My Baby’s Stayin

Well due to some things people down in Texas said, and due to Holly’s dad being an a-hole, she is not going back to Texas like she had planned to, not even going back for college.  She says she’s staying here for college and is going to try to go to Western Kentucky University, which I plan on applying at, but it’s my third choice.  This is excellent news for me, but bad news for her and I feel so bad, even if it isn’t my fault that she has to stay, it still feels like I’m somewhat accountable for it.  I really wanted her to go because it was what she wanted so badly.  She says she is miserable here in Ky, and that the only thing good around here is me.  Which is nice to say but terrible that’s she’s so miserable.  You have no idea what she has gone through in herlifetime, she has had it rough and still does, I mean yea I’ve seen worse then her case, but she has had it pretty bad. 

Bad news though, about 3-4 days ago her dad was taking out the trash and the bag ripped open and out popped a receit, and on that receit said condoms, not good.  So naturally he went straight to her for answers, she gave him the cold hard truth, and now he says she can’t see me anymore and that the only way he would consider us seeing each other is if we get together with my parents and talk it over, so and and so forth, bla bla bla.  She says no to that though and refuses to allow her dad to talk with my parents.  She hates her dad even more then ever now.  She says screw him and sees me just about everyday anyways, like after her shift at work is over he thinks she’s still at work but she’s really with me.  This is bad though, we shouldn’t have to sneak around, I just need to give him what he wants and maybe work things out, hopefully, if not, I don’t know how we’re gonna handle this fiasco.  Was I stupid for taking the receit?  Maybe, but that’s not something you think about, you naturally just take it from the cashier when they give it to you.  If they hadn’t of given it to me, I know I wouldn’t of asked for it.  And top off everything she told her dad that it was all her fault and it was her idea for us to do anthing, which is true for the most part, but she does not need to carry the burden on herself, I hate how she allows herself to be walked on all the time.  I don’t know, I think I just need to do the mature thing to do and go up to her dad and talk with him myself, civilized, if possible that is.  And if he really wants to talk with my parents then ok, whatever he wants to allow me to see her. 

Saturday was our 3 month anniversary, but we didn’t do anything, neither of us had the time to do anything, we just chilled together after work for a while. 

She always talks about how she’ll do anything to make me happy, even if it’s something she doesn’t want to do.  Which shows a complete loyalty to me and our relationship, and believe me, I would do the same for her.  But the thing that bothers me is how she has no respect for herself.  She calls herself trash, and fat, and everything else, and then asks me why I’m with her, and I have to explain to her what I feel towards her, but then she doesn’t totally believe me, it’s bad, but I’m not given up on her.  I love her.

Log in to write a note
May 17, 2004

hey, just thought I would leave you a note.
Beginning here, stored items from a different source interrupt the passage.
PR #280, opened 2021-11-24
Introduce persistence exporter decorators for MetricExporter and Span…

shelefg:
This submission builds upon #279 , and introduces a persistence decorator for signal exporters.

Most of the code in the submission was imported and adjusted from the `DataDogExporter` library. It contains:

* A persistence layer (see /Storage).
* The export worker (see /Export).
* The decorators & persistence and export configuration.

For example, decorating metric and span exporters with persistence functionality can be done as follows:

```
let metricExporter = ... // create some MetricExporter
let persistenceMetricExporter = try PersistenceMetricExporterDecorator(
                                            metricExporter: metricExporter,
                                            storageURL: metricsSubdirectoryURL,
                                            writerQueue: DispatchQueue(label: "metricWriterQueue"),
                                            readerQueue: DispatchQueue(label: "metricReaderQueue"),
                                            exportQueue: DispatchQueue(label: "metricExportQueue"),
                                            exportCondition: { return true })

let spanExporter = ... // create some SpanExporter
let persistenceTraceExporter = try PersistenceSpanExporterDecorator(
                                            spanExporter: spanExporter,
                                            storageURL: tracesSubdirectoryURL,
                                            writerQueue: DispatchQueue(label: "spanWriterQueue"),
                                            readerQueue: DispatchQueue(label: "spanWriterQueue"),
                                            exportQueue: DispatchQueue(label: "spanWriterQueue"),
                                            exportCondition: { return true })
```

The `PersistenceMetricExporterDecorator` and `PersistenceSpanExporterDecorator` will asynchronously:
1. Encode the exported `Metric`'s and `SpanData`'s objects to JSON.
2. Write the data to files in the folder specified by `storageURL` 
3. Read back these objects from the disk and forward them to be exported by the corresponding decorated exporters.


nachoBonafonte (changes requested):
Congratulations, It looks really good, the PR includes a lot of code but everything is clear and well commented.  Thanks for taking your time in making high quality code.
I am only missing a pair of things: 
- A README file at top level explaining the usage (basically the text you added to github when created the PR)
- some very simple tests for PersistenceMetricExporterDecorator and PersistenceSpanExporterDecorator. Because they are the user API and we should test that it does not break without notice.

Except for that, it is a merge for me

Sources/Exporters/Persistence/PersistenceSpanExporterDecorator.swift
```diff
@@ -65,6 +65,7 @@ public class PersistenceSpanExporterDecorator: SpanExporter {
     }
     
     public func shutdown() {
+        persistenceExporter.flush()
```
nachoBonafonte, line 68: Good catch

shelefg:
@nachoBonafonte thanks. I added a README and added a minimal happy path test for each of the decorators. In contrast to most of the other tests in the package, these tests are "end-to-end", meaning they don't mock the internal logic of the persistence exporter - they actually write the data to the disk, read it, and forward it.

I'm not sure that this meets your expectations in terms of coverage. Again, I took the DataDogExporter tests as a reference.

As a side note, I noticed something while working on the CR fixes - it looks like the FileReader both in the PersistenceExporter and in the DataDogExporter does not actually use the DispatchQueue it is given. As far as I can tell, reading is executed as part of uploading / exporting using the upload / export DispatchQueue. Am I missing something?

nachoBonafonte (approved):
LGTM

nachoBonafonte:
> @nachoBonafonte thanks. I added a README and added a minimal happy path test for each of the decorators. In contrast to most of the other tests in the package, these tests are "end-to-end", meaning they don't mock the internal logic of the persistence exporter - they actually write the data to the disk, read it, and forward it.
> 
> I'm not sure that this meets your expectations in terms of coverage. In this case (as with everything else) I used the DataDogExporter tests as a reference.

I was just reviewing it while you wrote the message. Yes, this meets my expectations, just uses the API as a user would, so it validates it does not break.

> As a side note, I noticed something while working on the CR fixes - it looks like the FileReader both in the PersistenceExporter and in the DataDogExporter does not actually use the DispatchQueue it is given. As far as I can tell, reading is executed as part of uploading / exporting using the upload / export DispatchQueue. Am I missing something?

Ok, I will review, but will create an issue to track it independently, so we dont keep this work on hold and we can merge.

Again, thanks a lot for your contribution

PR #282, opened 2021-11-29
Fix startTime of span.

nachoBonafonte:
SpanBuilderSDK's startTime was being initialised with current system time, this was forcing this value to be used as the startTime when the RecordEventsReadableSpan was initialised. This was causing two big issues:
- The start time was set when the spanBuilder was created, not when the span was really started
- If the user decided to use an external clock, it would only be used for the end time, not for the start time. Which would make the duration to be always wrong

### DIFF
--- a/Sources/OpenTelemetrySdk/Trace/RecordEventsReadableSpan.swift
+++ b/Sources/OpenTelemetrySdk/Trace/RecordEventsReadableSpan.swift
@@ -44,10 +44,9 @@ public class RecordEventsReadableSpan: ReadableSpan {
     public private(set) var clock: Clock
     /// The resource associated with this span.
     public private(set) var resource: Resource
-    /// The start time of the span.
     /// instrumentation library of the named tracer which created this span
     public private(set) var instrumentationLibraryInfo: InstrumentationLibraryInfo
-    /// The resource associated with this span.
+    /// The start time of the span.
     public private(set) var startTime: Date
     /// Set of recorded attributes. DO NOT CALL any other method that changes the ordering of events.
     private var attributes: AttributesDictionary
@@ -132,7 +131,7 @@ public class RecordEventsReadableSpan: ReadableSpan {
     ///   - attributes: the attributes set during span creation.
     ///   - links: the links set during span creation, may be truncated.
     ///   - totalRecordedLinks: the total number of links set (including dropped links).
-    ///   - startTime: the time for the new span.
+    ///   - startTime: the time for the new span, if not set it will use assigned Clock time
     public static func startSpan(context: SpanContext,
                                  name: String,
                                  instrumentationLibraryInfo: InstrumentationLibraryInfo,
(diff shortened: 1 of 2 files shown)


Sources/OpenTelemetrySdk/Trace/RecordEventsReadableSpan.swift
```diff
@@ -146,7 +146,7 @@ public class RecordEventsReadableSpan: ReadableSpan {
                                  attributes: AttributesDictionary,
                                  links: [SpanData.Link],
                                  totalRecordedLinks: Int,
-                                 startTime: Date) -> RecordEventsReadableSpan
```
SergeyKanzhelev, line 149: should the comment for the `startTime` be updated to indicate the behavior when not set?

Sources/OpenTelemetrySdk/Trace/SpanBuilderSdk.swift
```diff
@@ -33,7 +33,7 @@ class SpanBuilderSdk: SpanBuilder {
 
     private var startAsActive: Bool = false
 
-    private var startTime = Date()
```
SergeyKanzhelev, line 36: where is this initialization happening now? This PR only removes initialization, not adding another one instead?

bryce-b: It looks like the constructor of `RecordEventsReadableSpan` had already taken an optional `startTime` in construction, but this behavior wasn't propagated. By making it optional in the `SpanBuilderSdk` it now is behaving as expected.  https://github.com/open-telemetry/opentelemetry-swift/pull/282/files#diff-2b0cc00ea3cbfbf944d9c31aa9fe1760f6414f213bc8bcc64a5850d6652a366fL112

nachoBonafonte: Optional types (in this case the Date? is an optional Date type) are always nil if not initialised. The value will only be set if the user explicitly calls setStartTime(). If The builder starts the span with the startTime uninitialised, the span will use the Clock assigned to it instead of this value

bryce-b: Line 112 of `RecordEventsReadableSpan`

SergeyKanzhelev: thank you for clarification!

Sources/OpenTelemetrySdk/Trace/RecordEventsReadableSpan.swift
nachoBonafonte: Yes, its true. I tried to clarify it

Sources/OpenTelemetrySdk/Trace/SpanBuilderSdk.swift
nachoBonafonte: Yes, this value should only be used if the user explicitly wants to fix the start time, by default the span should use the time that the assigned Clock has

SergeyKanzhelev (approved):

PR #284, opened 2021-12-07
Implement a Stack in the TaskLocal for automatic context handling

nachoBonafonte:
Use a stack in the TaskLocal so we can push and pop context when running in async/await related code.
Added support to running async code also in Xcode 13.2 (still in beta)
Added tests for different context passing scenarios, some of them will only run in Xcode 13.2
Added a name to PropagatedSpan so we can find issues easier when running code


bryce-b:
I see there are some #ifdefs for swift 5.5.2, but the beta is only saying 5.5.0 is installed. Is there another way to install 5.5.2?

nachoBonafonte:
Xcode 13.2 beta installs swift 5.5.2, doesn’t it?

SergeyKanzhelev (approved):
mostly glanced thru, looks good.

bryce-b:
If I change the expected swift version in the package file it throws an error if I try to set 5.5.2 saying only 5.5.0 is installed (on beta). Maybe my expectation on how this works is incorrect?

nachoBonafonte:
Package is probably using swift-tools version, which can be a bit different than swift language version. Can you run the tests marked with 5.5.2 using the beta?

bryce-b:
Doesn't seem like the breakpoint will hit within the 5.5.2 ifdef using the beta. Let me try one of the beta toolchains

bryce-b:
AH, turns out there is a difference between `<` & `>`. I was misreading what was happening. Everything looks good.

bryce-b (approved):

PR #142, opened 2020-11-18
Delete nominee button

tmals-equi:


frontend/src/views/Evaluation/Nomination/NominationTable.tsx
```diff
@@ -16,9 +20,23 @@ interface DataTableRowProps {
 }
 
 const DataTableItemRenderer: React.FC<DataTableRowProps> = ({ item }) => (
-    <ParticipantCard participant={item.participant} />
+    <ParticipantCard key={item.participant.id} participant={item.participant} />
```
nicholasdalhaug, line 23: We. do not need this anymore, right? We just tested it. There was an other solution.

frontend/src/views/Evaluation/Nomination/NominationTable.tsx
```diff
@@ -16,9 +20,23 @@ interface DataTableRowProps {
...
 )
 
+const DeleteColumn: React.FC<DataTableRowProps> = ({ item }) => {
```
nicholasdalhaug, line 26: Could we call this something like (?)
```suggestion
const DeleteColumnItemRenderer: React.FC<DataTableRowProps> = ({ item }) => {
```

We should anyways call the two renderers something similar.

frontend/src/views/Evaluation/Nomination/NominationTable.tsx
```diff
@@ -16,9 +20,23 @@ interface DataTableRowProps {
...
+    if (item.role === Role.Facilitator) return null
```
nicholasdalhaug, line 27: Could we return a react fragment instead? 
```suggestion
    if (item.role === Role.Facilitator) return <></>
```

frontend/src/views/Evaluation/Nomination/NominationTable.tsx
```diff
@@ -16,9 +20,23 @@ interface DataTableRowProps {
...
+    const {deleteParticipant, loading} = useDeleteParticipantMutation()
+
+    return (
+        <Button onClick={() => {
+            deleteParticipant(item.participant.id)
+        }}
+        disabled={item.progressionStatus !== ProgressionStatus.InProgress || loading}
+        >Delete</Button>
+    )
+}
```
nicholasdalhaug, line 38: Could the content of this be moved to a new file or something. Especially since this does a call to the backend, I think it might be nice to not hide that inside this complex file for DataTable abstraction.

frontend/src/views/Evaluation/Nomination/NominationTable.tsx
```diff
@@ -39,24 +57,34 @@ const columns: DataTableColumn<DataTableItem>[] = [
...
+        accessor: 'participant',
+        label: '',
+        component: DeleteColumn,
+        priority: 3,
+    },
 ]
 
 interface NominationTableProps {
     participants: Participant[]
+    progressionStatus: ProgressionStatus
```
nicholasdalhaug, line 71: Is it better to call it (?)
```suggestion
    currentProgressionStatus: ProgressionStatus
```

nicholasdalhaug (changes requested):
Nice! I just have a few comments.

frontend/src/views/Evaluation/Nomination/NominationTable.tsx
tmals-equi: I'm not sure I think that's necessary for such a small component. Also, then we'd need to either define the DataTableRowProps twice, since both DeleteColumnItemRenderer and DataTableItemRenderer use it

nicholasdalhaug (approved):

PR #152, opened 2020-11-24
Preventing adding already nominated participant

tmals-equi:


nicholasdalhaug (commented):
Looks good, but should we fix backend for this as well?

tmals-equi:
> Looks good, but should we fix backend for this as well?

Yeah I think so, but maybe that's a separate issue?

nicholasdalhaug (approved):

PR #158, opened 2020-11-25
Alignment view and answer summary

tmals-equi:


frontend/src/components/BarrierQuestionsView.tsx
```diff
@@ -3,20 +3,22 @@ import * as React from 'react'
...
+import { barrierToString } from '../utils/EnumToString'
+import QuestionAndAnswerFormWithApi from './QuestionAndAnswer/QuestionAndAnswerFormWithApi'
+import { getAzureUniqueId } from '../utils/Variables'
 
 interface BarrierQuestionsViewProps
 {
     barrier: Barrier
     questions: Question[]
+    showAnswerSummaryButton: boolean
+    onQuestionSummarySelected: (question: Question) => void
```
nicholasdalhaug, line 16: Maybe remove the redundant prop?

```suggestion
    onQuestionSummarySelected?: (question: Question) => void
```

frontend/src/components/AnswerSummarySidebar.tsx
```diff
@@ -0,0 +1,40 @@
...
+import SingleAnswerSummary from './SingleAnswerSummary'
+
+interface AnswerSummarySidebarProps
+{
+    open: boolean
+    onCloseClick: () => void
+    question: Question
+}
+
+const AnswerSummarySidebar = ({ open, onCloseClick, question }: AnswerSummarySidebarProps) => {
```
nicholasdalhaug, line 15: I think it needs to know what progression we are on. We do not want the preparation answers to come up in the workshop.

frontend/src/components/BarrierQuestionsView.tsx
```diff
@@ -30,6 +32,8 @@ const BarrierQuestionsView = ({barrier, questions}: BarrierQuestionsViewProps) =
                             questionNumber={idx + 1}
                             question={question}
                             answer={answer}
+                            showAnswerSummaryButton={ showAnswerSummaryButton }
+                            onQuestionSummarySelected={onQuestionSummarySelected}
```
nicholasdalhaug, line 36: I do not like that we have to pass props a long way down, but I am not sure how we can fix it either. Could some context providers be helpful? Or maybe creating new components instead of changing the ones that exist.

frontend/src/components/SeverityIndicator.tsx
```diff
@@ -0,0 +1,34 @@
...
+import React from 'react'
+import { RadioButton } from '@equinor/fusion-components'
+
+interface SeverityIndicatorProps
+{
+    severity: Severity
+}
+
+const SeverityIndicator = ({severity}: SeverityIndicatorProps) => {
+    let getColor = (severity: Severity) => {
```
nicholasdalhaug, line 11:
```suggestion
    const getColor = (severity: Severity) => {
```

frontend/src/components/SingleAnswerSummary.tsx
```diff
@@ -0,0 +1,45 @@
...
+import { Answer } from '../api/models'
+import { useApiClients } from '@equinor/fusion'
+
+interface SingleAnswerSummaryProps
+{
+    answer: Answer
+}
+
+const SingleAnswerSummary = ({ answer }: SingleAnswerSummaryProps) => {
+    let apiClients = useApiClients()
```
nicholasdalhaug, line 16:
```suggestion
    const apiClients = useApiClients()
```

frontend/src/views/Evaluation/Alignment/AlignmentView.tsx
```diff
@@ -0,0 +1,76 @@
...
+                    />
+                </Box>
+            </Box>
+
+            { selectedQuestion &&
+                <AnswerSummarySidebar
+                    open={selectedQuestion != undefined}
+                    onCloseClick={() => { setSelectedQuestion(undefined) }}
+                    question={selectedQuestion} />
+            }
```
nicholasdalhaug, line 70: Since the form has an `open` prop, we do not need the nesting. Then we will not get messages about unable to render unmounted component, although they are hard to see among all our other warnings. 

```suggestion
            <AnswerSummarySidebar
                open={selectedQuestion != undefined}
                onCloseClick={() => { setSelectedQuestion(undefined) }}
                question={selectedQuestion} 
            />
```

nicholasdalhaug (changes requested):
I think it would be nice to have a more condensed summary form, like in the figma sketches.

frontend/src/components/BarrierQuestionsView.tsx
tmals-equi: Yeah, I was thinking about this too. But that means deciding if the button is visible based on whether or not that prop is defined. I like that, but I can also see it could be confusing, what do you think?

nicholasdalhaug: Otherwise there will be a coupling between those two props. I think it seems better like you just suggested.

frontend/src/components/AnswerSummarySidebar.tsx
```diff
@@ -0,0 +1,40 @@
...
+    return (
+        <ModalSideSheet
+            header={ barrierToString(question.barrier) }
+            show={open}
+            size='medium'
+            onClose={onCloseClick}
+            isResizable={false}
+        >
+            <div style={{margin: 20}}>
+                <Typography variant="h3">{question.text}</Typography>
```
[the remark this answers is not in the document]
tmals-equi: Yep, I wanted to have it, but it's not trivial to add, because the number seems to be resolved simply by the index during iteration, and that happens in a component further down than this.

frontend/src/components/BarrierQuestionsView.tsx
tmals-equi: :+1:

frontend/src/components/QuestionAndAnswer/QuestionAndAnswerFormWithApi.tsx
```diff
@@ -83,9 +83,11 @@ interface QuestionAndAnswerFormWithApiProps {
     question: Question
     answer: Answer | undefined
     disabled: boolean
+    onQuestionSummarySelected?: (question: Question, questionNumber: number) => void
 }
 
-const QuestionAndAnswerFormWithApi = ({questionNumber, question, answer, disabled}: QuestionAndAnswerFormWithApiProps) => {
+const QuestionAndAnswerFormWithApi = ({questionNumber, question, answer, disabled, onQuestionSummarySelected}: QuestionAndAnswerFormWithApiProps) => {
+    const azureUniqueId = getAzureUniqueId()
```
nicholasdalhaug, line 90: It does not look like this is used.

frontend/src/views/Evaluation/Alignment/AlignmentView.tsx
```diff
@@ -0,0 +1,87 @@
+import React from 'react'
+import { Barrier, Evaluation, Question, Progression } from '../../../api/models'
+import { Box } from '@material-ui/core'
+import BarrierQuestionsView from '../../../components/BarrierQuestionsView'
+import EvaluationSidebar from '../EvaluationSidebar'
+import { useQuestionsQuery } from '../Preparation/PerparationGQL'
```
nicholasdalhaug, line 6: The code in preparationgql should probably be moved up one level if it is used here as well.

nicholasdalhaug: But I have removed this in my latest code, so that we get the questions from the evaluation query. Maybe we do not need to fix this here, then?

nicholasdalhaug (changes requested):

frontend/src/views/Evaluation/Alignment/AlignmentView.tsx
tmals-equi: OK, if you have removed it then I think it should be fine for now

nicholasdalhaug (approved):

PR #183, opened 2020-12-01
Allow only facilitator to change progression of evaluation

### LINKED ISSUE #156: Backend: Create facilitator attribute

ReedOnly:
closes #156

### DIFF
--- a/backend/api/GQL/Mutation.cs
+++ b/backend/api/GQL/Mutation.cs
@@ -1,4 +1,4 @@
-using System.Collections.Generic;
+using System;
 using System.Linq;
 
 using api.Services;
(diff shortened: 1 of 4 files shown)


backend/api/GQL/Mutation.cs
```diff
@@ -49,6 +49,11 @@ public Evaluation CreateEvaluation(string name, string projectId)
 
         public Evaluation ProgressEvaluation(string evaluationId)
         {
+            if (!_authService.IsFacilitator(evaluationId))
+            {
+                throw new UnauthorizedAccessException($"Current user is not Facilitator");
+            }
+
             return _evaluationService.ProgressEvaluation(evaluationId);
         }
```
nicholasdalhaug, line 58: Do we not have a test on Progress Evaluation. I think the MockAuthService does not implement `IsFacilitator`. Will that not be a problem?

nicholasdalhaug (approved):
I see a codacy message. It could be nice to have a comment there, but looks good otherwise.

I like meeting other Christians. God is good isnt he?

May 19, 2004

Yayyy, she’s staying! Perhaps you guys can get a place together or something…………….. lol, the bag just happened to rip and he actually LOOKED at a reciept that fell out. what a loser. I bet he was going through her trash or something. sounds like she has low self esteem (like most girls) and just needs to hear how much u love her and think she’s beautiful…… just tell her a lot!

May 19, 2004

GO HILLTOPPERS. WESTERN KICKS SO MUCH ASS. you should totally be a hilltopper.